Davalı-Birleşen Davacı İstemi:
5. Davalı-birleşen davacı vekili dava dilekçesinde; tüm iddiaları inkârla, müvekkilinin babasının kanser olduğunu, davacı kadının kayıtsız kalıp eşine destek olmadığı gibi eşinin ailesine de iyi davranmadığını, evliliğin bu hale gelmesinde davacının kusurlu olması nedeniyle asıl davanın reddine, birleşen davanın kabulü ile tarafların boşanmasına ve müvekkili yararına 100.000TL maddi, 100,000TL manevi tazminat ödenmesine karar verilmesini talep etmiştir.
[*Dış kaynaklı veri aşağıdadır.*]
PR #483, opened 2024-08-08
Update geometry constants for SST

ukmartylee:
Update geometry constants for SST

### DIFF
--- a/CHANGELOG.md
+++ b/CHANGELOG.md
@@ -28,6 +28,7 @@ it in future.
 ### Changed
 
 * Update getGeoInformation command line interface
+* Update SST geometry constants #483
 
 ### Removed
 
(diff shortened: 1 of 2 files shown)


olantwin (changes requested):
Thanks for the changes Marty!

Some nitpicks:

* Could you please remove the extra spaces before the equals sign on the you modify? 
* If you could also add a space before/after the multiplication operators that would be great. 
* Finally, could you please rephrase the commit message? Maybe "Update geometry constants for SST" or something similar would be good. Please also add this to the CHANGELOG.md.

Could you maybe briefly highlight the changes at the meeting this Monday?

ukmartylee:
Sure thing Oliver!
If you can send me the link for the Monday’s meeting, that would be great!

olantwin:
> If you can send me the link for the Monday’s meeting, that would be great!

https://indico.cern.ch/event/1445547/

Issue #489, opened 2024-08-21
Issue with SST parameters


anupama-reghunath:
With the new parameters for the SST, I'm having trouble running simulations. DeltazPlane and YPlaneOffset are now missing in geometry_config.py, but are used in the shipDet_conf.py and subsequently in strawtubes.cxx,
For the timebeing and also for backward compatibility, I've set them as
```
     c.strawtubes.DeltazPlane  = 0*u.cm
     c.strawtubes.YPlaneOffset = 0*u.cm
```
but not sure if the implementation is accurate.
Also, stereoangle expected is an integer in the .cxx and the respective header, and not a float value(4.57). 

Tested after these changes, seems to be working.

olantwin:
CC @ukmartylee

ukmartylee:
Setting them to zero at the moment, I think, would be fine. My concern is that by the definition in strawtubes.cxx, would the fact that two planes are created and placed at the same position (overlapping each other) be an issue? Otherwise, we’ll have to remove the plane loop in strawtubes.cxx completely.

And it would be sufficient for the stereo angle to just be 5, since this value is not fixed at the moment.

olantwin:
Overlaps should be avoided. Removing the plane loop sounds like the best solution.

We should probably allow for non-integer angles, should be a very simple change.

ukmartylee:
The interim solution could be that we’ll just perform 1 plane loop. Meanwhile, I’ll try to remove all plane-related variables and codes.

olantwin:
Thanks a lot!

Could you please implement this interim solution, so that the simulation and reconstruction work again?

PR #490, opened 2024-08-23
Implement interim solution with SST parameters

ukmartylee:
Retain plane setup for SST momentarily

Change stereoangle to double


olantwin:
Sorry, for the late reply. I somehow missed this.

I assume this fixes #489 ?

olantwin (changes requested):
The changes look good.

Please test that there are no overlaps.

It would be good to squash these changes into a single commit and add a line to the changelog.

anupama-reghunath (approved):

olantwin (approved):

PR #9654, opened 2026-05-04
feat(api): add /v1/audio/diarization endpoint with sherpa-onnx + vibevoice.cpp

### LINKED ISSUE #1648: Diarization endpoint

Currently, I dont believe there are any opensource API endpoints for a diarization pipeline. I think localAI adding one would fill a hole in the current offerings. The lack of such endpoints requires local use of AI models, disrupting an entirely remote, API driven workflow.

Projects like NeMo, pyannote, and Diart offer diarization workflows that could be linked to an api endpoint to provide remote diarization.

**Additional context**

mudler:
Closes #1648.

OpenAI-style multipart endpoint that returns "who spoke when". Single endpoint instead of the issue's three-endpoint sketch (refactor /vad, /vad/embedding, /diarization) — the typical client wants one call, and embeddings can land later as a sibling without breaking this surface.

Response shape borrows from Pyannote/Deepgram: segments carry a normalised SPEAKER_NN id (zero-padded, stable across the response) plus the raw backend label, optional per-segment text when the backend bundles ASR, and a speakers summary in verbose_json. response_format also accepts rttm so consumers can pipe straight into pyannote.metrics / dscore.

Backends:

* vibevoice-cpp — Diarize() reuses the existing vv_capi_asr pass. vibevoice's ASR prompt asks the model to emit [{Start,End,Speaker,Content}] natively, so diarization is a by-product of the same pass; include_text=true preserves the transcript per segment, otherwise we drop it.

* sherpa-onnx — wraps the upstream SherpaOnnxOfflineSpeakerDiarization C API (pyannote segmentation + speaker-embedding extractor + fast clustering). libsherpa-shim grew config builders, a SetClustering wrapper for per-call num_clusters/threshold overrides, and a segment_at accessor (purego can't read field arrays out of SherpaOnnxOfflineSpeakerDiarizationSegment[] directly).

Plumbing: new Diarize gRPC RPC + DiarizeRequest / DiarizeSegment / DiarizeResponse messages, threaded through interface.go, base, server, client, embed. Default Base impl returns unimplemented.

Capability surfaces all updated: FLAG_DIARIZATION usecase, FeatureAudioDiarization permission (default-on), RouteFeatureRegistry entries for /v1/audio/diarization and /audio/diarization, audio instruction-def description widened, CAP_DIARIZATION JS symbol, swagger regenerated, /api/instructions discovery map updated.

Tests:

* core/backend: speaker-label normalisation (first-seen → SPEAKER_NN, per-speaker totals, nil-safety, fallback to backend NumSpeakers when no segments).

* core/http/endpoints/openai: RTTM rendering (file-id basename, negative duration clamping, fallback id).

* tests/e2e: mock-backend grew a deterministic Diarize that emits raw labels "5","2","5" so the e2e suite verifies SPEAKER_NN remapping, verbose_json speakers summary + transcript pass-through (gated by include_text), RTTM bytes content-type, and rejection of unknown response_format. mock-diarize model config registered with known_usecases=[FLAG_DIARIZATION] to bypass the backend-name guard.

Docs: new features/audio-diarization.md (request/response, RTTM example, sherpa-onnx + vibevoice setup), cross-link from audio-to-text.md, entry in whats-new.md.

Assisted-by: Claude:claude-opus-4-7 [Claude Code]


core/http/routes/openai.go
```diff
@@ -130,6 +130,23 @@ func RegisterOpenAIRoutes(app *echo.Echo,
...
+		func(next echo.HandlerFunc) echo.HandlerFunc {
+			return func(c echo.Context) error {
+				if err := re.SetOpenAIRequest(c); err != nil {
+					return err
+				}
+				return next(c)
+			}
+		},
+	}
+	app.POST("/v1/audio/diarization", diarizationHandler, diarizationMiddleware...)
```
richiejp, line 147: Is this actually an OpenAI API? Just check because Claude puts stuff under openai.go even if it is not

core/schema/diarization.go
```diff
@@ -0,0 +1,48 @@
+package schema
+
+// DiarizationSegment is one continuous span of speech attributed to a
+// single speaker. Times are in seconds. Speaker is the normalized label
+// (SPEAKER_NN, zero-padded, stable across segments); Label preserves the
+// raw backend-emitted identifier for clients that already track their
+// own speaker dictionary.
+type DiarizationSegment struct {
```
richiejp, line 8: VAD, transcription and diarization all segment the audio and basically have some overlapp. So should we extend the transcription API and structures instead of adding a new diarization schema that duplicates previous APIs?

mudler: I was thinking the same but at the end I leaned towards making it a first class instead of overloading the transcription API and start to increase its surface area. It's a bit the catch we currently have with the chat completion api, that since OpenAI changed so many times the API, it got a bit hard now to maintain. Also, there are cases where diarization does not inlcude text, or is not even needed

İlk Derece Mahkemesi Kararı:
6. Küçükçekmece 2. Aile Mahkemesinin 10.03.2017 tarihli ve 2015/157 E., 2017/213 K. sayılı kararı ile; erkeğin eşine fiziksel şiddet uyguladığı, kadının ise boşanmaya yol açacak nitelikte kusurlu bir davranışının ispatlanamadığı, boşanmaya sebep olan olaylarda erkeğin tam kusurlu olduğu, kadının ise kusursuz olduğu gerekçesiyle birleşen davanın reddine, asıl davanın kabulü ile tarafların boşanmalarına, velâyetin anneye verilmesine, çocuk yararına 900TL iştirak nafakası ile kadın yararına 25.000TL maddi ve 35.000TL manevi tazminat ödenmesine, yoksulluk nafaka talebinin ise reddine karar verilmiştir.
Bölge Adliye Mahkemesinin Birinci Kararı:
7. İlk derece mahkemesinin yukarıda belirtilen kararına karşı yasal süresi içinde taraflarca istinaf isteminde bulunulmuştur.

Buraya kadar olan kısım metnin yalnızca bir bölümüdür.